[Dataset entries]
· · · ·

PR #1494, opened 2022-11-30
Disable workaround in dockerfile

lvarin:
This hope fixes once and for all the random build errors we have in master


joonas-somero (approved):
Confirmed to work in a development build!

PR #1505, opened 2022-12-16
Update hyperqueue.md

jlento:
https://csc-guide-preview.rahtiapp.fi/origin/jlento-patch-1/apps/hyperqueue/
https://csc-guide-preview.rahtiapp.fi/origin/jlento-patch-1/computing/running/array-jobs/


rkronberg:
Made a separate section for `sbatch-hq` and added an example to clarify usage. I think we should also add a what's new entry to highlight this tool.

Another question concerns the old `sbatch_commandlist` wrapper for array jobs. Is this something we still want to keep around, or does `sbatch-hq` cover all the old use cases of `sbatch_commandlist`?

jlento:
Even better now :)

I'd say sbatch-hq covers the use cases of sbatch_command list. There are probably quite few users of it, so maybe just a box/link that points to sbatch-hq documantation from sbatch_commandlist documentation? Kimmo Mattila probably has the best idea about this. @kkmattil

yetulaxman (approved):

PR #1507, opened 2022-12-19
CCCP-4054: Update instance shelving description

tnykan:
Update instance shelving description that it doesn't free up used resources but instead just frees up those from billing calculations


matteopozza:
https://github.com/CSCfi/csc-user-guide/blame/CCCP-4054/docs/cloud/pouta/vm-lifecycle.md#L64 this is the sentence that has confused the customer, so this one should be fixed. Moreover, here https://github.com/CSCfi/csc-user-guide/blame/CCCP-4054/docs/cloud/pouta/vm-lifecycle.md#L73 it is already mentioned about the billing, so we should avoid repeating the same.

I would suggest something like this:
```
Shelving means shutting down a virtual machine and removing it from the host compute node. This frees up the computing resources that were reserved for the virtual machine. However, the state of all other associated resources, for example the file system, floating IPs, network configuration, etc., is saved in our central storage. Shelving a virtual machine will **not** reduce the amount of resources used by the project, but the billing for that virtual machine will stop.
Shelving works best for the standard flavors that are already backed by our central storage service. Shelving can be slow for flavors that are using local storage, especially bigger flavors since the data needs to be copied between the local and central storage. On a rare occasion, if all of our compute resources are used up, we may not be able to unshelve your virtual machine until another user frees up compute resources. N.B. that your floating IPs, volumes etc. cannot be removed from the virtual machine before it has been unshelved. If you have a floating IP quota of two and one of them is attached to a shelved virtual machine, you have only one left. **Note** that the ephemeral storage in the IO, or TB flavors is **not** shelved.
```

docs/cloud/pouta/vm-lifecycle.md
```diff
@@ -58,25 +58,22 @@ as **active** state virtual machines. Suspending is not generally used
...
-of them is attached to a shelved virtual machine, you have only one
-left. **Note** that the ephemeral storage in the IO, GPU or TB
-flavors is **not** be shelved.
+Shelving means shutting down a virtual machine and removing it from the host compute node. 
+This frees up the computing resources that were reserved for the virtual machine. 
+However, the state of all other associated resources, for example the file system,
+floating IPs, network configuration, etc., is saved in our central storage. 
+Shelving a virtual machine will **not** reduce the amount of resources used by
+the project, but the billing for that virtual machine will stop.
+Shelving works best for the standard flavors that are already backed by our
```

· · · ·

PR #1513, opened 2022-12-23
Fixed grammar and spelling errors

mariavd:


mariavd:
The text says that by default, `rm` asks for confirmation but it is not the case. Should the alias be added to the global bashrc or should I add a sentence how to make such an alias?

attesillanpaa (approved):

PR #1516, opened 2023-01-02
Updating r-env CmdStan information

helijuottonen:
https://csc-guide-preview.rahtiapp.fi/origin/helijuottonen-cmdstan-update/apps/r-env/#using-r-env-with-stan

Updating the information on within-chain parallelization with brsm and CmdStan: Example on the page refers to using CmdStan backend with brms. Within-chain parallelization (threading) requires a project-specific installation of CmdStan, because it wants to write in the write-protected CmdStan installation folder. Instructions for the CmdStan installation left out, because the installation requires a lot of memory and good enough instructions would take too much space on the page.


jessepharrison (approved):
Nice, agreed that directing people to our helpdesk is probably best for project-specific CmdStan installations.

· · · ·

Work instructions: Compute the number of lines in the entries above that hold the word "origin"; the answer must contain nothing else.

Answer below: 3